Seorang perajin di Sowa bernama Syamsuddin menyebut bila biasanya dapat membuat 50 parang ukuran standar, yakni dengan panjang bilah 40 sentimeter. Hasil buatannya dipasarkan ke pemborong sekaligus pedagang yang memasarkan parang buatannya.
Parang-parang ini selain dipasrkan secara lokal, menyebrang pulau hingga ke Halmahera, Maluku Utara. Di daerah itu, permintaan parang tinggi karena banyak dibutuhkan warga untuk aktivitas perkebunan sawit dan kelapa.
Cerita dalam Tradisi Lisan
Dalam tradisi lisan Binongko yang disebut Culadha Tapetape, yang dituliskan oleh La Rabu Mbaru dalam buku Peradaban Binongko Wakatobi Buton, keahlian pandai besi warga Binongko diperoleh dari Raja Binongko Ke-4 La Soro atau Raja Pati Kapitan Waloindi.

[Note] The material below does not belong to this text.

PR #69085, opened 2025-09-09
CNTRLPLANE-267: ensure hypershift jobs don't get automatically triggered

devguyio:
HyperShift jobs are costly jobs, this is why we want the action of triggering them becomes a deliberate action that takes place according to the judgement of the PR authors on the best timing.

Raja sakti yang memerintah pada 1266-1299 itu dikisahkan datang dari Tanah Barat membawa berbagai keterampilan, antara lain menempa besi menjadi parang.
Dikisahkan Arwaddin, warga setempat bahwa pada masa silam, pandai besi Binongko juga membuat jangkar dan paku kapal. Keterampilan itu, lanjutnya, membuat pandai besi Binongko selamat dari kerja paksa pada zaman penjajahan Jepang karena tenaganya lebih dibutuhkan untuk membuat perlengkapan tersebut.

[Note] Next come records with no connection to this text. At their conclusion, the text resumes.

PR #69099, opened 2025-09-10
OCPBUGS-61498: cluster-api-provider-vsphere: add units

damdo:
Add units job to the cluster-api-provider-vsphere branches

### DIFF
--- a/ci-operator/config/openshift/cluster-api-provider-vsphere/openshift-cluster-api-provider-vsphere-master.yaml
+++ b/ci-operator/config/openshift/cluster-api-provider-vsphere/openshift-cluster-api-provider-vsphere-master.yaml
@@ -55,6 +55,10 @@ resources:
       cpu: 100m
       memory: 200Mi
 tests:
+- as: unit
+  commands: openshift/unit-tests.sh
+  container:
+    from: src
 - as: e2e-vsphere
   optional: true
   skip_if_only_changed: ^docs/|\.md$|^(?:.*/)?(?:\.gitignore|OWNERS|PROJECT|LICENSE)$
--- a/ci-operator/config/openshift/cluster-api-provider-vsphere/openshift-cluster-api-provider-vsphere-release-4.11.yaml
+++ b/ci-operator/config/openshift/cluster-api-provider-vsphere/openshift-cluster-api-provider-vsphere-release-4.11.yaml
@@ -41,6 +41,10 @@ resources:
       cpu: 100m
       memory: 200Mi
 tests:
+- as: unit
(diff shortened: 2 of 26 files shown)


damdo:
/pj-rehearse pull-ci-openshift-cluster-api-provider-vsphere-master-unit

ci-operator/config/openshift/cluster-api-provider-vsphere/openshift-cluster-api-provider-vsphere-master.yaml
```diff
@@ -54,7 +54,12 @@ resources:
     requests:
       cpu: 100m
       memory: 200Mi
+test_binary_build_commands: openshift/unit-tests.sh
```
mdbooth: Why is this required? (And throughout)

damdo: It is present on the other openshift CAPI provider jobs so I added it here too for consistency.
I don't think it is required, it sounds like it provides some build artifact for further steps https://docs.ci.openshift.org/docs/architecture/ci-operator/#building-artifacts

mdbooth: Lets not add it if we don't think we need it. That'll also reduce the likelihood of us cargo-culting it somewhere else later.

mdbooth: It looks like it's creates a new image layer by executing `test_binary_build_commands` and tagging the result as `test-bin`. As unit-tests.sh doesn't produce any binary artifacts and in fact runs the full test suite, I think we just end up running the unit tests an extra time during the build step. I'm pretty sure we don't want that.

damdo: Ok cool. Updated.

damdo:
/pj-rehearse pull-ci-openshift-cluster-api-provider-vsphere-master-unit

mdbooth (approved):
/lgtm

mdbooth:
I'm assuming the fact that the unit tests fail is to be addressed, btw?

damdo:
They are expected to fail until https://github.com/openshift/cluster-api-provider-vsphere/pull/66 merges

damdo:
Hm it looks running the units locally works, but they fail here. I wonder why.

Menurutnya, para perajin parang Binongko awalnya bermukim di wilayah pedalaman pulau di Kampung Kaluku dan Kampung Komba-komba. Pada dekade 1960 hingga 1970-an, warga hijrah ke wilayah pesisir, salah satunya di Kelurahan Sowa sekarang. ”Setelah pindah ke pesisir, parang baru dijual,” ucapnya. Sebelumnya, warga membarter hasil produksi mereka dengan jagung, beras, dan ikan dari warga pesisir.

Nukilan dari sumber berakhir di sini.